Regardless of whether Company A and Company F dealt with each other at arm's length paragraphs 124-780(4)(a) and 124-780(4)(b) of the ITAA 1997 will not apply as Company F had at least 300 members just before the arrangement started and Company A, Company B1 and Company F were not all members of the same linked group just before the arrangement started.
Therefore, the further conditions in subsection 124-780(5) of the ITAA 1997 are not relevant.
Exceptions to obtaining scrip for scrip rollover are not applicable
Section 124-795 of the ITAA 1997 contains a number of exceptions where scrip for scrip rollover cannot be chosen. The exceptions where scrip for scrip rollover cannot be chosen are as follows:
(a) Original interest holder is a resident of Australia
Subsection 124-795(1) of the ITAA 1997 provides that rollover is not available if, just before the disposal, the original interest holder is a foreign resident unless, just after the acquisition of the replacement interest, the replacement interest is not taxable Australian property.
Company A is a resident of Australia at the time of the arrangement. As a consequence, the exception in subsection 124-795(1) of the ITAA 1997 will not apply to limit this ruling in that regard.
(b) A capital gain cannot (apart from the rollover) be otherwise disregarded
Paragraph 124-795(2)(a) of the ITAA 1997 provides that the rollover is not available if any capital gain the original interest holder might make from their replacement interest would be disregarded (except because of a rollover). The facts provided in support of this ruling application do not indicate that this exception is applicable.
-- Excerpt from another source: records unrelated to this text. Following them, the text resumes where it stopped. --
PR #8007, opened 2024-08-20
S3: create_bucket() now has additional LocationConstraint-validation

### LINKED ISSUE #7774: S3: LocationConstraints should be validated
Two scenario's:

 - (How) Does AWS complain if the region is incorrect in the same partition?
 - (How) does AWS complain if the region is incorrect in a different partition?

```
s3_resource = boto3.resource("s3", region_name="us-east-2")
s3_resource.create_bucket(Bucket="foobar", CreateBucketConfiguration={"LocationConstraint": "eu-central-1"})
```

```
s3_resource = boto3.resource("s3", region_name="us-east-2")
s3_resource.create_bucket(Bucket="foobar", CreateBucketConfiguration={"LocationConstraint": "us-gov-east-2"})
```

bblommers:
Fixes #7774

The provided LocationConstraint must be equal to the region that the request was send to, same as with AWS.

Note that this may catch a lot of people out if region names are not explicitly specified, and it is taken from either a previous (cached) boto3-client, a configuration setting or from a environment variable.

For example, if `~/.aws/config` states that `region = us-east-1`, the following now (correctly) fails:
```
s3_conn = boto3.client("s3")
s3_conn.create_bucket(Bucket=bucket_name, "CreateBucketConfiguration": {"LocationConstraint": "us-west-2"})
```

Moto was (until now) quite forgiving and simply assumed that you really meant to send this request to `us-west-2`, but will now throw a `InvalidLocationConstraint`-exception.

### DIFF
--- a/moto/s3/exceptions.py
+++ b/moto/s3/exceptions.py
@@ -203,6 +203,26 @@ class IllegalLocationConstraintException(S3ClientError):
         )
 
 
+class IncompatibleLocationConstraintException(S3ClientError):
+    code = 400
+
+    def __init__(self, location: str) -> None:
+        super().__init__(
+            "IllegalLocationConstraintException",
+            f"The {location} location constraint is incompatible for the region specific endpoint this request was sent to.",
+        )
+
+
+class InvalidLocationConstraintException(S3ClientError):
+    code = 400
+
+    def __init__(self) -> None:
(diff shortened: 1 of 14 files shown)


bblommers:
FYI @dfangl

PR #8012, opened 2024-08-21
[AppMesh] Routing

armichaud:
Implements the following methods for AppMesh

- describe_virtual_router
- create_virtual_router
- update_virtual_router
- delete_virtual_router
- list_virtual_routers
- describe_route
- create_route
- update_route
- delete_route
- list_routes


armichaud:
@bblommers this is ready for review. It doesn't completely close out https://github.com/getmoto/moto/issues/8001, but this was already fairly long so I thought I'd submit it as is and open a separate PR for the virtual_node APIs.

moto/appmesh/responses.py
```diff
@@ -97,3 +101,151 @@ def tag_resource(self) -> str:
             tags=tags,
         )
         return json.dumps(dict())
+
+    def describe_virtual_router(self) -> str:
+        mesh_name = self._get_param("meshName")
+        mesh_owner = self._get_param("meshOwner")
```
bblommers, line 107:
```suggestion
        mesh_owner = self._get_param("meshOwner") or self.current_account
```

The `meshOwner`-parameter is not mandatory, so I assume it defaults to the current account.

There are two ways to handle this, I suppose - either default to the current account, or make sure that the `AppMeshBackend.describe_virtual_router` can deal with an optional `mesh_owner`. It currently always assumes that it is supplied.

I have no preference how it's handled - this is just one suggestion.

I'm pointing it out for this particular method, but as far as I can see, this parameter is optional for a lot of methods - and the current implementation assumes it always exists. So this should be fixed across the board.

tests/test_appmesh/test_appmesh.py
```diff
@@ -148,3 +156,501 @@ def test_tag_and_list_tags_for_resource(client):
...
+
+    connection = client.create_virtual_router(
+        meshName=MESH_NAME,
+        meshOwner=mesh_owner,
+        virtualRouterName=ROUTER_2,
+        spec={"listeners": [{"portMapping": {"port": 443, "protocol": "http2"}}]},
+        tags=[{"key": "router_traffic", "value": "https"}],
+    )
+    router2 = connection.get("virtualRouter")
+    assert router2 is not None
```
bblommers, line 204: This assertion is technically not necessary, just because the next line immediately uses the variable. If the variable is None, the test will fail anyway with a `KeyError`. There are quite a few examples like this.

For me, it would be cleaner to remove it - just because less lines of code make it easier to read.

It's very much personal preference though, and not particularly important, so I'm not expecting any changes. It's just an FYI - if you find it easier to read _with_ the explicit assertions, feel free to keep it. :slightly_smiling_face:

bblommers (changes requested):

moto/appmesh/responses.py
armichaud: @bblommers good call, I've made sure owner is optional across the board. Ready for re-review

bblommers (approved):
LGTM - thank you @armichaud!

PR #8016, opened 2024-08-21
Match wafv2 backend service name to service

dfangl:
## Motivation
Currently, the service name in the wafv2 backend dict is "waf-regional". This mismatch leads to errors when trying to load the service based on the service name in the backend dict (as in LocalStack persistence).

It would be nice to match the service name to the actual service, so this mismatch is prevented.
The `waf-regional` name is for waf classic, not wafv2: https://docs.aws.amazon.com/waf/latest/developerguide/classic-waf-chapter.html

## Changes
* Change wafv2 backend service name from `waf-regional` to `wafv2`

### DIFF
--- a/moto/wafv2/models.py
+++ b/moto/wafv2/models.py
@@ -422,6 +422,4 @@ class WAFV2Backend(BaseBackend):
         ]
 
 
-wafv2_backends = BackendDict(
-    WAFV2Backend, "waf-regional", additional_regions=PARTITION_NAMES
-)
+wafv2_backends = BackendDict(WAFV2Backend, "wafv2", additional_regions=PARTITION_NAMES)


bblommers (approved):
To give some background: Moto uses the service-name here to determine the regions in which this service is available, using `boto3.Session().get_available_regions(..)`.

(c) Acquiring entity is not a foreign resident
Paragraph 124-795(2)(b) of the ITAA 1997 provides that the rollover is not available if the original interest holder and the acquiring entity are members of the same wholly owned group just before the original interest holder stop owning their original interest and the acquiring entity is a foreign resident.
This exception will not apply as Company A and Company F were not members of the same wholly - owned group just before the arrangement was implemented. In addition, Company F is not a foreign resident entity.
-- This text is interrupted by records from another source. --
PR #8021, opened 2024-08-22
Resolved issue with Configuration being a required parameter for Athena Workgroups

chris-p-baker:
Bug introduced by pull request https://github.com/getmoto/moto/pull/7946 which force Configuration to become a required parameter for Athena Workgroups when it is not. This change allow for the work in the pull request mentioned to function without making Configuration required.

### DIFF
--- a/moto/athena/models.py
+++ b/moto/athena/models.py
@@ -62,6 +62,9 @@ class WorkGroup(TaggableResourceMixin, BaseModel):
         self.description = description
         self.configuration = configuration
 
+        if not configuration:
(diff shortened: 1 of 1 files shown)


bblommers (changes requested):
Hi @chris-p-baker! Thank you for the PR. I think we can make this a one-liner:
```
self.configuration = configuration or {}
```

Normally I would have merge this as-is, because it works fine. But the linter is now failing, so while adressing that, we might as well simplify the fix.

PR #8024, opened 2024-08-22
S3: delete_objects() now respects BucketPolicy and ObjectLocks

### LINKED ISSUE #8017: Object retention (ObjectLock) or no-delete policy is not always considered when deleting objects
Firstly: my environment is built using pip install. I have these versions:
```
moto     5.0.9
boto3    1.35.0
botocore 1.35.0
```
Well, no, firstly, thanks for the great work!

My intention was writing a file which couldn't be deleted. To that purpose, I've looked for everything I need to create a properly configured bucket, and then write an object with any required option.

I'd say I have succeeded because, when trying to remove the file, I get a `Forbidden` error. The problem is that if I use an Bucket(...).filter(...).delete(), the file is removed.

This test works, but shouldn't: Commented are some lines I'd say would be required to have a read-only file. The only required thing (`s3_object.delete()` will work without it) is the policy configuration.
I am now thinking that this is not a problem about OblectLocks, but about respecting the policy. Using OblectLocks makes no difference (or I am missing something to make them work).

I must say I can't tell my code works on the real AWS (I can't create such buckets) but being unable to remove the file in one way and having the file removed in a different one (both using moto), I'd say we have something.

```python
import boto3
import json
from moto import mock_aws as MockAWS
import pytest

def test_write_only_file():
    with MockAWS():
        do_test_write_only_file()


def do_test_write_only_file():
    s3r = boto3.resource('s3')
    s3c = boto3.client("s3")

    bucket_name = "some_bucket"

    s3c.create_bucket(
        Bucket=bucket_name,
#       ObjectLockEnabledForBucket=True
    )

    bucket_policy = {
        "Version": "2012-10-17",
        "Statement": [
            {
                "Sid": "DenyDelete",
                "Effect": "Deny",
                "Principal": "*",
                "Action": "s3:DeleteObject",
                "Resource": f"arn:aws:s3:::{bucket_name}/*",
            }
        ]
    }

    # Set the bucket policy
    s3c.put_bucket_policy(
        Bucket=bucket_name,
        Policy=json.dumps(bucket_policy)
    )

#   s3c.put_bucket_versioning(
#       Bucket=bucket_name,
#       VersioningConfiguration={
#           'Status': 'Enabled'
#       }
#   )

#   s3c.put_object_lock_configuration(
#       Bucket=bucket_name,
#       ObjectLockConfiguration={
#           'ObjectLockEnabled': 'Enabled',
#           'Rule': {
#               'DefaultRetention': {
#                   'Mode': 'COMPLIANCE',
#                   'Days': 30  # Retain the object for 30 days, for example
#               }
#           }
#       }
#   )

    # Finally, create an object
    s3_key = "some/path/filename"
    s3_object = s3r.ObjectSummary(bucket_name, s3_key)

    with pytest.raises(ClientError) as e:
        s3_object.load()  # Obviously, the file is still not there
    assert "Not Found" in str(e.value)

    s3_object.put(
        Body=b'this can not be deleted',
#       ObjectLockLegalHoldStatus="ON",
#       ObjectLockMode='COMPLIANCE',
#       ObjectLockRetainUntilDate="2024-12-12T00:00:00.000Z"
    )
    s3_object.load()

    with pytest.raises(ClientError) as e:
        s3_object.delete()
    assert "Forbidden" in str(e.value)

    # Object is not deleted, so this works
    s3_object.load()

    result = s3r.Bucket(bucket_name).objects.filter(Prefix=s3_key).delete()
    print(result)  # We can see the file listed in result[0]["Deleted"], it should be in ...["Errors"]

    # This shouldn't raise (object not removed) but it does, the object is not there!!
    with pytest.raises(ClientError) as e:
        s3_object.load()
    assert "Not Found" in str(e.value)
```

bblommers:
Fixes #8017

### DIFF
--- a/moto/s3/responses.py
+++ b/moto/s3/responses.py
@@ -28,7 +28,6 @@ from .exceptions import (
     AccessForbidden,
     BucketAccessDeniedError,
     BucketAlreadyExists,
-    BucketMustHaveLockeEnabled,
     DuplicateTagKeys,
     HeadOnDeleteMarker,
     IllegalLocationConstraintException,
@@ -769,9 +768,6 @@ class S3Response(BaseResponse):
         if "object-lock" in querystring:
             config = self._lock_config_from_body()
 
-            if not self.backend.get_bucket(bucket_name).object_lock_enabled:
-                raise BucketMustHaveLockeEnabled
-
             self.backend.put_object_lock_configuration(
                 bucket_name,
                 config.get("enabled"),  # type: ignore
@@ -1185,6 +1181,9 @@ class S3Response(BaseResponse):
     ) -> TYPE_RESPONSE:
         template = self.response_template(S3_DELETE_KEYS_RESPONSE)
         body_dict = xmltodict.parse(self.body, strip_whitespace=False)
+        bypass_retention = (
+            self.headers.get("x-amz-bypass-governance-retention") == "True"
+        )
 
         objects = body_dict["Delete"].get("Object", [])
         if not isinstance(objects, list):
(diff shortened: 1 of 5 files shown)


moto/s3/responses.py
```diff
@@ -769,9 +768,6 @@ def _bucket_response_put(
         if "object-lock" in querystring:
             config = self._lock_config_from_body()
 
-            if not self.backend.get_bucket(bucket_name).object_lock_enabled:
```
bblommers, line 772: This check doesn't seem to exist in AWS (anymore)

(d) No rollover is available under Division 122 or Subdivision 124-G
Subsection 124-795(3) of the ITAA 1997 provides that the rollover is not available if a rollover can be chosen under Division 122 or Subdivision 124-G of the ITAA 1997.
This exception will not apply as the circumstances of this arrangement are such that a rollover pursuant to Division 122 or Subdivision 124-G of the ITAA 1997 is not available.
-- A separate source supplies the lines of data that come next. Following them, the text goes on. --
Issue #8027, opened 2024-08-23
MFA_SETUP ChallengeName not supported


jpmckinney:
If the user pool has configured MFA, then I would expect an MFA_SETUP challenge after, let's say, a NEW_PASSWORD_REQUIRED challenge, when setting up a new user.

I'll create a PR with some code that gets part of the way there. (#8028)

bblommers:
Hi @jpmckinney, thanks for raising this. Just to clarify, was this the workflow that you  had in mind?

1. client.create_user_pool(...)
2. client.set_user_pool_mfa_config(...)
3. client.create_user_pool_client(...)
4. client.admin_create_user(..., TemporaryPassword=temporary_password)
5. client.initiate_auth(..., AuthParameters={"USERNAME": username, "PASSWORD": temporary_password})
6. result = client.respond_to_auth_challenge(..., ChallengeName="NEW_PASSWORD_REQUIRED")
7. client.associate_software_token(AccessToken=result["Session"])

I've been trying to reproduce it like this, and I think it's correct - but AWS throws an `Invalid Access Token`-error in the last step.
Is there anything that I'm missing in this setup?

jpmckinney:
Yes, that’s the workflow - except the only parameter for associate_software_token is Session.

jpmckinney:
And after associate, there needs to be client.verify_software_token(Session, SecretCode)

bblommers:
> Yes, that’s the workflow - except the only parameter for associate_software_token is Session.

Aah.. of course. I was looking at the flow/ordering of the commands for so long that I completely overlooked the `Session`-parameter.

Thank you as well for getting started on a solution @jpmckinney - I've submitted #8037 to add support for this, which builds on your work in #8028.

PR #8028, opened 2024-08-23
Issue MFA_SETUP challenge

jpmckinney:
#8027

These changes are naive – they are just intended to show which methods need to change.

https://boto3.amazonaws.com/v1/documentation/api/latest/reference/services/cognito-idp/client/associate_software_token.html
https://boto3.amazonaws.com/v1/documentation/api/latest/reference/services/cognito-idp/client/verify_software_token.html


bblommers:
These changes/commits have been committed to Moto as part of https://github.com/getmoto/moto/pull/8037.

PR #8039, opened 2024-08-27
ACM-PCA: Use serialisable types instead of native objs

viren-nadkarni:
This is a follow up to https://github.com/getmoto/moto/pull/7958

The `ImportCertificateAuthorityCertificate` would create a `cryptography.hazmat.bindings._rust.x509.Certificate` object as assign it as a `CertificateAuthority` class member. This prevents it from being serialised with pickle.

This PR reworks the certificate and private key attributes so that all members are picklable.


bblommers:
Hey @viren-nadkarni! Do you want to add some tests for this as well in Moto? Just to prevent it from breaking again in the future

moto/acmpca/models.py
```diff
@@ -287,7 +297,7 @@ def not_valid_before(self) -> Optional[float]:
     def import_certificate_authority_certificate(
         self, certificate: bytes, certificate_chain: Optional[bytes]
     ) -> None:
-        self.certificate = x509.load_pem_x509_certificate(certificate)
+        self.certificate_bytes = certificate
```
bblommers, line 300:
```suggestion
        x509.load_pem_x509_certificate(certificate)
        self.certificate_bytes = certificate
```
Ideally we keep the validation that `certificate`-argument contains a valid X509 certificate. 

As an alternative, something like `assert self.certificate is not None` would also work, as that loads the certificate behind the scenes, but it's less obvious why we're making that assertion.

bblommers (changes requested):

moto/acmpca/models.py
viren-nadkarni: Great catch, added the check and test in ecfa1b336. Thanks @bblommers !

bblommers (approved):
Great, thanks @viren-nadkarni!

PR #8043, opened 2024-08-27
Batch: fix job parameters definition

pinzon:
As this [document](https://docs.aws.amazon.com/batch/latest/userguide/job_definition_parameters.html#parameters) shows. The parameters are defined in a command like `Ref::parameter` and not `$parameter`. This was a small error introduced in my last PR.


bblommers (approved):
LGTM - thanks for the follow-up @pinzon!

PR #8046, opened 2024-08-28
[S3]Add Eventbridge notification for object storage class change

MikiPWata:


MikiPWata:
Hey @bblommers!
I'm trying to implement eventbridge notification for object storage class change based on [previous PR](https://github.com/getmoto/moto/pull/7448)
any tips on how I should implement it? I'm thinking adding getter and setter is not enough, as we change object's storage class by creating a copy...

bblommers:
Hi @MikiPWata!

If I'm reading the documentation right, there are three scenario's where the StorageClass is set in AWS:
1. When creating an object
2. When copying an object (_and_ the StorageClass-argument is set)
3. When a LifeCycle rule kicks in

We can ignore 1, because that's not a change. Number 3 is irrelevant, because we don't act on the lifecycle rules.

So we only have to worry about number 2, the copy operation - and because that's not yet implemented, we have full control on how we do that. Am I correct so far, or have a missed a scenario?


If it's just the copy that we have to worry about, than it makes sense to use a `getter`/`setter` pattern IMO. We can use the `setter` during object creation as well, to check that the StorageClass is valid - as that doesn't happen atm.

Availability of Scrip for Scrip rollover for Company A
Company A, as head company of the Company A tax consolidated group, will be eligible to unilaterally choose to obtain roll-over pursuant to section 124-780 of the ITAA 1997 in respect of the exchange of shares in Company B1 for ordinary shares in Company F.
Company A is considered to be neither a significant stakeholder nor a common stakeholder for the purposes of section 124-782 of the ITAA 1997. Accordingly, section 124-782 of the ITAA 1997 has no application in this instance and Company A can unilaterally choose to obtain scrip for scrip rollover under paragraph 124-780(3)(d) of the ITAA 1997.
The requirements contained in Subdivision 124M of the ITAA 1997 are all considered to be satisfied.
Question 2
The way in which Company A, as head company of the Company A tax consolidated group, prepares and lodges its income tax return for the year ended 30 June 2011, will be sufficient evidence of the making of its choice to obtain rollover pursuant to section 124-780 of the ITAA 1997. This is in accordance with section 103-25 of the ITAA 1997.
Please note that an entity which made a capital gain during the year is required to complete a Capital Gains Tax (CGT) Schedule. "Part K" in the 2011 Schedule (NAT 3423-6.2011), requires an entity to report details regarding scrip for scrip rollover.